Entries supplied -
PR #138, opened 2018-04-23
Split github/githubPlugin.js into three files

decentralion:
github/githubPlugin.js was growing ungainly - it contained two major
pieces: all of the node and edge types, and the GitHub parser. As I
contemplated adding a third major new section of logic (an easy-to-use
api for traversing the GitHub graph, with first class support for
comments, authorship, etc), I found the prospect of adding even more
into that file quite unappealing. So, I have instead split it into three
files:

* github/pluginName.js: Exports the plugin name.
* github/types.js: Exports types of nodes, edges, and their payloads
* github/parser.js: Exports `GithubParser`

No logic has been changed whatsoever - this is purely a rename-refactor.

Test plan:
CI still passes. I manually verified that the Artifact Editor can still
load and display GitHub data.


src/plugins/github/githubPlugin.test.js
```diff
@@ -1,10 +1,8 @@
...
-  GithubParser,
-  AUTHORS_EDGE_TYPE,
-  CONTAINS_EDGE_TYPE,
-} from "./githubPlugin";
+import {AUTHORS_EDGE_TYPE, CONTAINS_EDGE_TYPE} from "./types";
+
+import {GithubParser} from "./parser";
 import exampleRepoData from "./demoData/example-repo.json";
 
 describe("GithubParser", () => {
```
wchargin: Is this parser actually` parser.test.js` now?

What the exercise asks - Using the listing above, state how many lines contain the string "files". Give the number by itself.

Solution to this task - 2